取り立て屋のチンピラ、サンフン(ヤン・イクチュン)はとても暴力的で手に負えない男だ。
街で女性を殴る男を見かけると、その行為に怒りを覚えて男をボコボコに殴り倒すが、
殴られていた女性にも怒りを覚えて、手を上げてしまうような性格だった。
ある日、道を歩きながら唾を吐くと、たまたま通りかかった女子高生ヨニ(キム・コッピ)にかかってしまう。
怒ったヨニが何とかしろと詰め寄ると、無造作に拭こうとするが場所がブラウスの胸だったので
ヨニが再びどこに触っているのと怒ってサンフンの頬を叩いた。
するとサンフンは無表情のままヨニを殴り倒し、彼女を気絶させてしまう。
しばらくして目を覚ましたヨニの傍には、やはり無表情でサンフンが座り込んでいた…
人を殴るという行為の痛さと怖さに最後までショックを受けました(T_T)
取り立て屋のチンピラ、サンフンを主人公に描いた物語です。
サンフンは殴ることでしか気持ちを伝えられないような人です。
そして、誰でも殴ります。
彼の唯一の理解者マンシク(チョン・マンシク)も彼の先輩で雇い主なのに、やっぱり殴ります。
そんなサンフンをマンシクは手が負えないと思いつつも面倒を見続けます。
それはサンフンが幼い頃に父親の暴力により母と妹を失い、
今でも父親への憎しみで心がいっぱいになっていることを知っているからでした。
そんなサンフンがとても気の強い女子高生ヨニと出会います。
彼女も戦争の後遺症により精神を病んでしまった父の暴力と、不良の弟に悩まされています。
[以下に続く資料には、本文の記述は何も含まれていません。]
PR #1361, opened 2026-06-12
fix(validators): allow GitLab repository URLs with nested subgroups

### LINKED ISSUE #1359: GitLab repository URLs with nested groups/subgroups are rejected by validator
The gitlabURLRegex in internal/validators/utils.go only allows two path segments (owner/repo), rejecting valid GitLab URLs with subgroups.

Current:
`^https?://(www\.)?gitlab\.com/[\w.-]+/[\w.-]+/?$`
Fix:
`^https?://(www\.)?gitlab\.com/[\w./-]+/[\w.-]+/?$`

Example: https://gitlab.com/myorg/team/subgroup/my-mcp-server → invalid repository URL.

GitLab subgroups are a standard feature used in GitLab Enterprise. The current regex is preventing self-hosted registries from publishing servers whose source lives in a GitLab group hierarchy.

anneheartrecord:
Fixes #1359

## Problem
`gitlabURLRegex` in `internal/validators/utils.go` only accepts exactly two path segments (`owner/repo`), so valid GitLab repository URLs using nested groups/subgroups (e.g. `https://gitlab.com/myorg/team/subgroup/my-mcp-server`) are rejected with `invalid repository URL`. Subgroups are a standard GitLab feature, and this blocks publishing servers whose source lives in a GitLab group hierarchy.

## Fix
Change the regex from `^https?://(www\.)?gitlab\.com/[\w.-]+/[\w.-]+/?$` to `^https?://(www\.)?gitlab\.com/[\w.-]+(/[\w.-]+)+/?$`.

Note this is slightly stricter than the `[\w./-]+` variant suggested in the issue: it validates segment-by-segment, so URLs with empty path segments (`gitlab.com/group//repo`) stay rejected. The GitHub regex is unchanged (GitHub has no subgroups).

## Testing
- Added `internal/validators/utils_test.go` with table-driven cases for `IsValidRepositoryURL`: nested/deeply-nested subgroup URLs now pass; flat `owner/repo`, trailing slash, and `www.` cases keep passing; malformed URLs (empty segments, spaces, spoofed hosts, query strings, fragments, missing repo) stay rejected; GitHub behavior unchanged.
- Added an end-to-end `ValidateServerJSON` case with a GitLab subgroup repository URL.
- `go test ./internal/validators/...` green; `gofmt`/`go vet` clean; `golangci-lint` introduces no new issues.

### DIFF
--- a/internal/validators/utils.go
+++ b/internal/validators/utils.go
@@ -10,8 +10,9 @@ var (
 	// Regular expressions for validating repository URLs
 	// These regex patterns ensure the URL is in the format of a valid GitHub or GitLab repository
 	// For example:	// - GitHub: https://github.com/user/repo
+	// GitLab additionally supports nested groups/subgroups, e.g. https://gitlab.com/group/subgroup/repo
 	githubURLRegex = regexp.MustCompile(`^https?://(www\.)?github\.com/[\w.-]+/[\w.-]+/?$`)
-	gitlabURLRegex = regexp.MustCompile(`^https?://(www\.)?gitlab\.com/[\w.-]+/[\w.-]+/?$`)
+	gitlabURLRegex = regexp.MustCompile(`^https?://(www\.)?gitlab\.com/[\w.-]+(/[\w.-]+)+/?$`)
 )
 
 // IsValidRepositoryURL checks if the given URL is valid for the specified repository source
--- a/internal/validators/utils_test.go
+++ b/internal/validators/utils_test.go
@@ -1,0 +1,57 @@
+package validators_test
+
+import (
+	"testing"
+
+	"github.com/stretchr/testify/assert"
+
+	"github.com/modelcontextprotocol/registry/internal/validators"
+)
+
+func TestIsValidRepositoryURL(t *testing.T) {
+	tests := []struct {
+		name   string
+		source validators.RepositorySource
+		url    string
+		want   bool
+	}{
+		// GitHub
+		{"github valid owner/repo", validators.SourceGitHub, "https://github.com/owner/repo", true},
+		{"github valid with trailing slash", validators.SourceGitHub, "https://github.com/owner/repo/", true},
+		{"github valid with www", validators.SourceGitHub, "https://www.github.com/owner/repo", true},
+		{"github missing repo", validators.SourceGitHub, "https://github.com/owner", false},
+		{"github extra path segment stays invalid", validators.SourceGitHub, "https://github.com/owner/repo/extra", false},
+
+		// GitLab: flat owner/repo (no regression)
+		{"gitlab valid owner/repo", validators.SourceGitLab, "https://gitlab.com/owner/repo", true},
+		{"gitlab valid with trailing slash", validators.SourceGitLab, "https://gitlab.com/owner/repo/", true},
+		{"gitlab valid with www", validators.SourceGitLab, "https://www.gitlab.com/owner/repo", true},
+		{"gitlab valid with dots and dashes", validators.SourceGitLab, "https://gitlab.com/my-org.io/my_repo-v2.0", true},
+
+		// GitLab: nested groups/subgroups (issue #1359)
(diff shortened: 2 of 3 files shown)


anneheartrecord:
For reviewers — small, contained fix:

**Bug**: `gitlabURLRegex` hard-codes exactly two path segments (`owner/repo`), so GitLab nested subgroups (`gitlab.com/org/team/sub/repo`) are rejected — blocks self-hosted registries whose source lives in a group hierarchy.

**Fix**: one regex, `[\w.-]+/[\w.-]+` → `[\w.-]+(/[\w.-]+)+`.

**Note vs the issue's suggestion**: the issue proposed `[\w./-]+`, but putting `/` inside the char class would also accept empty segments (`group//repo`). The segment-by-segment form here stays strict on that. GitHub regex untouched (no subgroups there).

23 table-driven cases (nested + deeply-nested pass; flat/trailing-slash/`www.` still pass; empty-segment/spaces/spoofed-host/query/fragment still rejected) + an e2e ValidateServerJSON case. `go test ./internal/validators/...` green, gofmt/vet clean, no new golangci-lint findings.

anneheartrecord:
@tadasant This loosens `gitlabURLRegex` to accept GitLab nested subgroups (`org/team/sub/repo`) per #1359, matching segment-by-segment so empty segments are still rejected; GitHub URLs are untouched. Tests added, CI green. Review welcome.

JosephDoUrden (commented):
Went through this with the security hat on since the repository url feeds the registry record. Probed the new regex both ways. Nested paths work to arbitrary depth, and the per-segment shape still rejects what the looser [\w./-]+ from the issue would let through, empty segments, query strings, fragments. Spoof hosts still fail, gitlab.com.evil.com, evilgitlab.com, self-hosted. Github regex untouched, checked.

Main worry was whether anything downstream parses owner/repo out of the url assuming two segments, which nested groups would then silently break. Grepped all consumers, there's exactly one caller and it's a boolean gate, nothing ever splits the path. And mcpb.go already accepts nested subgroups for release urls, so this fixes an inconsistency between the two validators rather than loosening anything new.

Branch is 50 behind main but merge-tree comes back clean, and I ran the tests plus golangci-lint v2.13.1 on the merged result, both green.

Going stricter than the issue's suggested [\w./-]+ was the right call btw, that one would accept group//repo.

Looks merge-ready to me.

tounsils:
#1361, #1365 and #1369 are the same change. All three relax `gitlabURLRegex` in `internal/validators/utils.go` to accept nested groups, and the three patterns accept exactly the same language:

- #1361 — `[\w.-]+(/[\w.-]+)+/?$`
- #1365 — `[\w.-]+(?:/[\w.-]+)+/?$` (identical, non-capturing group)
- #1369 — `(?:[\w.-]+/)+[\w.-]+/?$` (identical, expressed from the other end)

The real difference is test coverage. This PR is the only one of the three that pins host spoofing (`evilgitlab.com`, `gitlab.com.evil.com`), empty path segments, query strings and fragments. #1369 has eight cases but none for spoofing; #1365 adds a single case to `validators_test.go`. If two of the three are going to be closed, this is the one carrying the safety net.

**One gap all three share.** Relaxing to "two or more segments" also admits GitLab's `/-/` route separator, because `-` matches `[\w.-]`:

```
https://gitlab.com/group/repo/-/tree/main   -> now valid
https://gitlab.com/group/repo/-/issues      -> now valid
```

Before this change GitLab was owner/repo only, so those were rejected. `repository.subfolder` is a separate field, so a deep link into a branch or issue list validating as a repository root is a behaviour change beyond the subgroup fix that was asked for.

GitLab reserves `-` as a path segment, so no group or project can be named that, which makes it safe to reject outright. Go's `regexp` is RE2 and has no lookahead, so the cleanest form is an explicit check once the pattern matches rather than trying to express it in the regex. A test case pinning it would stop it regressing either way.

PR #1364, opened 2026-06-13
feat: add optional postInstallInstructions to package schema

### LINKED ISSUE #1340: Support post-install lifecycle hints for servers that double as system services
## Problem

[mind-map](https://github.com/aniongithub/mind-map) is an MCP server that also functions as a persistent system service. It runs in two modes:

1. **stdio**: AI agents spawn it as a subprocess (standard MCP transport)
2. **`mind-map serve`**: a persistent HTTP daemon serving a web UI for humans at `localhost:4242`

Both modes share the same wiki directory via SQLite locking. The MCP side works immediately after MCPB download, but for the companion web UI, users need to register it as a system service (`mind-map service install`). Nothing in the current `server.json` schema communicates this. The `websiteUrl` field can point to docs, but clients have no structured way to surface post-install steps.

## Proposed solution

Structured post-install instructions that clients can display as a checklist after downloading an MCPB package:

```json
"packages": [{
  "registryType": "mcpb",
  "identifier": "https://github.com/...",
  "transport": { "type": "stdio" },
  "postInstallInstructions": [
    {
      "description": "Install as a system service for the web UI",
      "command": "mind-map service install --addr 127.0.0.1:4242",
      "documentation": "https://github.com/aniongithub/mind-map#service-management",
      "optional": true
    }
  ]
}]
```

`optional: true` signals the MCP server works without it. Clients only display text, no execution, so there is no supply chain risk.

## Questions

1. Is this something the spec intends to address, or is it deliberately out of scope?
2. In the meantime, is `_meta.io.modelcontextprotocol.registry/publisher-provided` the right place to experiment with this convention?

anneheartrecord:
Fixes #1340

## What

Adds an optional `postInstallInstructions` array to the `Package` schema. It lets a server declare structured post-install steps that clients can render as a checklist after downloading a package.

でも、彼女はそんな悩みを誰にも打ち明けることはありません。
気丈な強さで痛みや苦しみを覆い隠しています。
そして、そんな怖いもの知らずな態度をとるヨニにサンフンは親しみを持つようになっていきました。
この出会いや幼い甥との交流によってサンフンの心は少しずつ変わっていきます。
次第に暴力で相手を痛めつけることに抵抗を感じるようになってくるのです。
でも、過去の暴力の跡はそう簡単には消えるものではありません。
暴力は受けた者の心を変えてしまうのです。
そして、悲劇は起きてしまいました。
それにしても、ハードな物語でした(T_T)
サンフンが殴るシーンから始まり、サンフンとは別の人物が殴っている姿で終わります。
それは暴力は連鎖していくという象徴であり、暴力によって人は壊されていく…という
諦めにも似た哀しさを伝えていました。
そして、暴力にさらされた人間はどのように生きればよいのだろうかという問いかけのようにも感じました。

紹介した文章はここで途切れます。